Segment Start: Source material

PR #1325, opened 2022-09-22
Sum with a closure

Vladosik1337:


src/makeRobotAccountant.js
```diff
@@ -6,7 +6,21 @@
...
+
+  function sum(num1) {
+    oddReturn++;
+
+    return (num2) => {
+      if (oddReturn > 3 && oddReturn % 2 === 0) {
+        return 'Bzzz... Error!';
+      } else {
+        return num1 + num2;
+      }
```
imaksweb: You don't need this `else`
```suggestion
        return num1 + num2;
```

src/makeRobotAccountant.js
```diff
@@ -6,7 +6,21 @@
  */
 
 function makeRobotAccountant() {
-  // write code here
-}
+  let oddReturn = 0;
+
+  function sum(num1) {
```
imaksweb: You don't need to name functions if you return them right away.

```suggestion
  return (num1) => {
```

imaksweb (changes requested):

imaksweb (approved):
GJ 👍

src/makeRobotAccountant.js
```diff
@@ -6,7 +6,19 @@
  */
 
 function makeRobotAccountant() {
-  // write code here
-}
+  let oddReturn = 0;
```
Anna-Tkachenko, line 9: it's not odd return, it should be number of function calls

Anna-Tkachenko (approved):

Segment End: Source material

## Task statement
In full and without alteration, repeat the records.

## Reply
PR #1325, opened 2022-09-22
Sum with a closure

Vladosik1337:


src/makeRobotAccountant.js
```diff
@@ -6,7 +6,21 @@
...
+
+  function sum(num1) {
+    oddReturn++;
+
+    return (num2) => {
+      if (oddReturn > 3 && oddReturn % 2 === 0) {
+        return 'Bzzz... Error!';
+      } else {
+        return num1 + num2;
+      }
```
imaksweb: You don't need this `else`
```suggestion
        return num1 + num2;
```

src/makeRobotAccountant.js
```diff
@@ -6,7 +6,21 @@
  */
 
 function makeRobotAccountant() {
-  // write code here
-}
+  let oddReturn = 0;
+
+  function sum(num1) {
```
imaksweb: You don't need to name functions if you return them right away.

```suggestion
  return (num1) => {
```

imaksweb (changes requested):

imaksweb (approved):
GJ 👍

src/makeRobotAccountant.js
```diff
@@ -6,7 +6,19 @@
  */
 
 function makeRobotAccountant() {
-  // write code here
-}
+  let oddReturn = 0;
```
Anna-Tkachenko, line 9: it's not odd return, it should be number of function calls

Anna-Tkachenko (approved):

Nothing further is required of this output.